## TASK TO COMPLETE
Your answer must be an exact transcription of every entry.

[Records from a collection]
------------------------

PR #4087, opened 2022-10-19
Run GitHub Actions on pull requests

coot:


.github/workflows/build.yml
```diff
@@ -1,6 +1,6 @@
 name: Haskell CI
 
-on: [push]
+on: [push, pull_request]
```
amesgen, line 3: Right now, this means that in PRs created from branches in this repository, we run the GH Actions checks twice (as in this PR). One solution would be to restrict `push` to certain branches ([docs](https://docs.github.com/en/actions/using-workflows/events-that-trigger-workflows#running-your-workflow-only-when-a-push-to-specific-branches-occurs)).

bolt12 (approved):

.github/workflows/build.yml
coot: Indeed that's annoying (that's why we just use `push`). Restricting `push` would also be a bit annoying.  I often create PRs early, and push to the branch, which triggers the CI.  I wonder if this would work:
```yaml
on:
  pull_request:
    types: [opened, reopened, synchronize]
```
But `synchronize` probably doesn't do the same thing as `push`.

coot: `cardano-ledger` is using this trick to avoid this:
```
on:
  push:
    branches: [ '*' ]
  pull_request:
    branches: [ "master", "release/*" ]
```
I think it works for PRs that are opened directly from `master` branches of forked repos, but what if one opens a PR from another branch?

coot: What about this: https://github.com/input-output-hk/ouroboros-network/pull/4094
I need to check if it will work for a PR from a fork (especially the branch restriction rules).

coot:
bors merge

.github/workflows/build.yml
```diff
@@ -1,6 +1,10 @@
 name: Haskell CI
 
-on: [push]
+on:
+  push:
+    branches: ['*']
```
amesgen, line 5: Ah, I think the issue with the Hydra timeout is that this trigger does not fire on commits on `bors/staging`, as the `*` glob does not match the `/` (see [here](https://docs.github.com/en/actions/using-workflows/workflow-syntax-for-github-actions#filter-pattern-cheat-sheet)), so it probably has to be included in addition.

amesgen (changes requested):

.github/workflows/build.yml
coot: Oh, so it means if one pushes a branch `coot/feature-x` it will not trigger as well.

amesgen: Yes, that is my understanding, one would have to use branch names without `/` when one wants to run CI without creating a PR.

coot: I checked on another repo that at least when when one pushes to a branch with open PR, then just `pull_request` is enough to trigger CI.  I previously thought that this is only done when `push` is set as well.

I think it's ok to be explicit in `push` and allow all pull request, e.g.

```yaml
on:
  push:
    branches:
      - 'bors/*'
  pull_request:
```

It seems the ledger team is not really using `bors` for merging, that's why it wasn't an issue for them.

coot: Now should not trigger the same workflow even for PRs from forks.

amesgen (approved):

coot:
bors merge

------------------------

## YOUR SOLUTION
PR #4087, opened 2022-10-19
Run GitHub Actions on pull requests

coot:


.github/workflows/build.yml
```diff
@@ -1,6 +1,6 @@
 name: Haskell CI
 
-on: [push]
+on: [push, pull_request]
```
amesgen, line 3: Right now, this means that in PRs created from branches in this repository, we run the GH Actions checks twice (as in this PR). One solution would be to restrict `push` to certain branches ([docs](https://docs.github.com/en/actions/using-workflows/events-that-trigger-workflows#running-your-workflow-only-when-a-push-to-specific-branches-occurs)).

bolt12 (approved):

.github/workflows/build.yml
coot: Indeed that's annoying (that's why we just use `push`). Restricting `push` would also be a bit annoying.  I often create PRs early, and push to the branch, which triggers the CI.  I wonder if this would work:
```yaml
on:
  pull_request:
    types: [opened, reopened, synchronize]
```
But `synchronize` probably doesn't do the same thing as `push`.

coot: `cardano-ledger` is using this trick to avoid this:
```
on:
  push:
    branches: [ '*' ]
  pull_request:
    branches: [ "master", "release/*" ]
```
I think it works for PRs that are opened directly from `master` branches of forked repos, but what if one opens a PR from another branch?

coot: What about this: https://github.com/input-output-hk/ouroboros-network/pull/4094
I need to check if it will work for a PR from a fork (especially the branch restriction rules).

coot:
bors merge

.github/workflows/build.yml
```diff
@@ -1,6 +1,10 @@
 name: Haskell CI
 
-on: [push]
+on:
+  push:
+    branches: ['*']
```
amesgen, line 5: Ah, I think the issue with the Hydra timeout is that this trigger does not fire on commits on `bors/staging`, as the `*` glob does not match the `/` (see [here](https://docs.github.com/en/actions/using-workflows/workflow-syntax-for-github-actions#filter-pattern-cheat-sheet)), so it probably has to be included in addition.

amesgen (changes requested):

.github/workflows/build.yml
coot: Oh, so it means if one pushes a branch `coot/feature-x` it will not trigger as well.

amesgen: Yes, that is my understanding, one would have to use branch names without `/` when one wants to run CI without creating a PR.

coot: I checked on another repo that at least when when one pushes to a branch with open PR, then just `pull_request` is enough to trigger CI.  I previously thought that this is only done when `push` is set as well.

I think it's ok to be explicit in `push` and allow all pull request, e.g.

```yaml
on:
  push:
    branches:
      - 'bors/*'
  pull_request:
```

It seems the ledger team is not really using `bors` for merging, that's why it wasn't an issue for them.

coot: Now should not trigger the same workflow even for PRs from forks.

amesgen (approved):

coot:
bors merge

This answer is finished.